== Required work ==
Pull out every line below that holds the word "Good".

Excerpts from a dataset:
PR #2855, opened 2023-04-21
add stars rate

natalia-serogina:
https://natalia-serogina.github.io/layout_stars/
https://natalia-serogina.github.io/layout_stars/report/html_report/

### DIFF
--- a/src/style.css
+++ b/src/style.css
@@ -1,0 +1,46 @@
+html body {
+  margin: 0;
+}
+
+* {
+  box-sizing: border-box;
+}
+
+.stars {
+  display: flex;
+}
+
+.star__star {
+  margin: 0 2px;
+  width: 16px;
+  height: 16px;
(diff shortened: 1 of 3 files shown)


src/style.css
```diff
@@ -0,0 +1,46 @@
...
+  background-image: url(./images/star-active.svg);
+}
+
+.stars--4 :nth-child(-n+4) {
+  background-image: url(./images/star-active.svg);
+}
+
+.stars--5 :nth-child(-n+5) {
+  background-image: url(./images/star-active.svg);
+}
```
OleziO, line 46: Combine it with one selector:

```
.stars--1 :nth-child(-n+1),
.stars--2 :nth-child(-n+2),
.stars--3 :nth-child(-n+3),
.stars--4 :nth-child(-n+4),
.stars--5 :nth-child(-n+5) {
}
```

OleziO (changes requested):

PR #2858, opened 2023-04-21
add task solution

LeonIllya:
- [DEMO LINK](https://LeonIllya.github.io/layout_stars/)
- [TEST REPORT LINK](https://LeonIllya.github.io/layout_stars/report/html_report/)

### DIFF
--- a/src/index.html
+++ b/src/index.html
@@ -8,6 +8,54 @@
     <link rel="stylesheet" href="./style.css">
   </head>
   <body>
-    <h1>Stars</h1>
+    <div class="container">
+      <ul class="stars stars--0">
+        <li class="stars__star"></li>
+        <li class="stars__star"></li>
+        <li class="stars__star"></li>
+        <li class="stars__star"></li>
+        <li class="stars__star"></li>
+      </ul>
+
+      <ul class="stars stars--1">
+        <li class="stars__star"></li>
+        <li class="stars__star"></li>
+        <li class="stars__star"></li>
+        <li class="stars__star"></li>
+        <li class="stars__star"></li>
+      </ul>
+
+      <ul class="stars stars--2">
+        <li class="stars__star"></li>
+        <li class="stars__star"></li>
+        <li class="stars__star"></li>
+        <li class="stars__star"></li>
+        <li class="stars__star"></li>
+      </ul>
+
+      <ul class="stars stars--3">
+        <li class="stars__star"></li>
+        <li class="stars__star"></li>
+        <li class="stars__star"></li>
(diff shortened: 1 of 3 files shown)


src/style.css
```diff
@@ -0,0 +1,43 @@
...
+    
+.stars {
+  display: flex;
+  list-style: none;
+}
+    
+.stars__star {
+  width: 16px;
+  height: 16px;
+  margin-right: 4px;
```
Ihor-Karpyn, line 18: Removing margin-right from the last element and margin-left from the first element of a series of elements that are displayed inline or as a horizontal list is important because it helps to prevent unwanted spacing or gaps between the elements.

src/style.css
```diff
@@ -0,0 +1,43 @@
...
+  background-image: url(images/star-active.svg);
+}
+        
+.stars--4 > .stars__star:nth-child(-n+4) {
+  background-image: url(images/star-active.svg);
+}
+  
+.stars--5 > .stars__star:nth-child(-n+5) {
+  background-image: url(images/star-active.svg);
+}
```
Ihor-Karpyn, line 43: Group rules using `,`

Ihor-Karpyn (changes requested):
GJ, almost done

src/index.html
```diff
@@ -8,6 +8,54 @@
     <link rel="stylesheet" href="./style.css">
   </head>
   <body>
-    <h1>Stars</h1>
+    <div class="container">
+      <ul class="stars stars--0">
```
Anna-Tkachenko, line 12: Good job with using semantic tags 🔥

src/style.css
```diff
@@ -0,0 +1,40 @@
...
+  margin-right: 4px;
+  
+  background-image: url(images/star.svg);
+  background-repeat: no-repeat;
+  background-position: center;
+}
+
+.stars__star:first-child {
+  margin-left: 0;
+}
```
Anna-Tkachenko, line 28: you don't set any margin-left for the `stars__star` elements, do you need to reset it here?

src/style.css
```diff
@@ -0,0 +1,40 @@
...
+  list-style: none;
+  margin-right: 0;
+}
+    
+.stars__star {
+  width: 16px;
+  height: 16px;
+  margin-right: 4px;
+  
+  background-image: url(images/star.svg);
```
Anna-Tkachenko, line 21: will be better to wrap with quoter the url for the image 
```suggestion
  background-image: url("images/star.svg");
```

Anna-Tkachenko (approved):
Good job!

PR #2861, opened 2023-04-21
add task solution

Huracann:
- [DEMO LINK](https://Huracann.github.io/layout_stars/)
- [TEST REPORT LINK](https://Huracann.github.io/layout_stars/report/html_report/)


silchyn (changes requested):
There is right margin for last star

33Orange (approved):
Well done!

PR #2863, opened 2023-04-22
add task solution

VVBanas:
- [DEMO LINK](https://VVBanas.github.io/layout_stars/)
- [TEST REPORT LINK](https://VVBanas.github.io/layout_stars/report/html_report/)

### DIFF
--- a/src/index.html
+++ b/src/index.html
@@ -8,6 +8,54 @@
     <link rel="stylesheet" href="./style.css">
   </head>
   <body>
-    <h1>Stars</h1>
+    <ul class="stars stars--0">
+      <li class="stars__star"></li>
+      <li class="stars__star"></li>
+      <li class="stars__star"></li>
+      <li class="stars__star"></li>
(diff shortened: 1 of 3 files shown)


src/index.html
```diff
@@ -8,6 +8,54 @@
     <link rel="stylesheet" href="./style.css">
   </head>
   <body>
-    <h1>Stars</h1>
+    <ul class="stars stars--0">
```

== Exercise output ==
Anna-Tkachenko, line 12: Good job with using semantic tags 🔥
Good job!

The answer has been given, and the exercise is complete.